From the results how to find the formula behind a sequence? From the following table how can I find the formula to reproduce this results, given that X is between the indicated range on the left column? 

 A: You can try this define the following function 
$$f(x) =  \left\lfloor \frac{x-10}{10 + ( -1)^{g(x)}} \right \rfloor+1$$
Where $g(x)$ values either $0$ or $1$ 
\begin{cases} 1 &, x\in (10,18) \\ 0 &,x\in (19,29) \\ 1 &, x\in (30,38) \\ \vdots \end{cases}
you can think about the functions in the type of $\lfloor \sin ( x + c \sin x ) \rfloor$. Where the $\lfloor \rfloor$ is the floor function ( greatest integer ). We want a periodic function with unequal interval seizes. Check this 
Asymmetric periods in a sine curve.
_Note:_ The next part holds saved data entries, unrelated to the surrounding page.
PR #614, opened 2022-08-04
chore: improve the button story with icons to show proper usage

chaitanyadeorukhkar:
Since we're since some incorrect usage of Icon with Buttons, wanted to try and enhance the story a bit to be clearer on how to use these icons. Not sure if this will have any impact at all but better this than nothing for now. 

**Before:**
Screenshot 2022-08-04 at 3 27 21 PM
**After:**
Screenshot 2022-08-04 at 3 26 51 PM


divyanshu013 (approved):
Keeping this in sync would be tough but much better now 👍

PR #621, opened 2022-08-05
infra: disable dependabot version update PRs

divyanshu013:
Only security updates will happen now
- [Docs](https://docs.github.com/en/code-security/dependabot/dependabot-version-updates/configuration-options-for-the-dependabot.yml-file#open-pull-requests-limit)

image


snitin315 (approved):
🔪 🤖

Try for example this $$ \operatorname{floor}\left(2\sin\left(\frac{\pi}{4}\ +\ \frac{\pi}{4}\sin\left(\frac{x-0.97}{2.6}\right)\right)\right)$$
you need to play with such functions. 
A: There is no particular formula of this series
It just follows a pattern, that's it.
Anyways I can give you a continuation of the pattern.
In the column X
You add 8 to every 2n+1 terms for n being a whole number.
You add 10 to every 2n terms for n being a whole number.
Remember to add 1 to the maximum value of the preceding range.
In Results Column
You add 1 sequentially for the corresponding X range.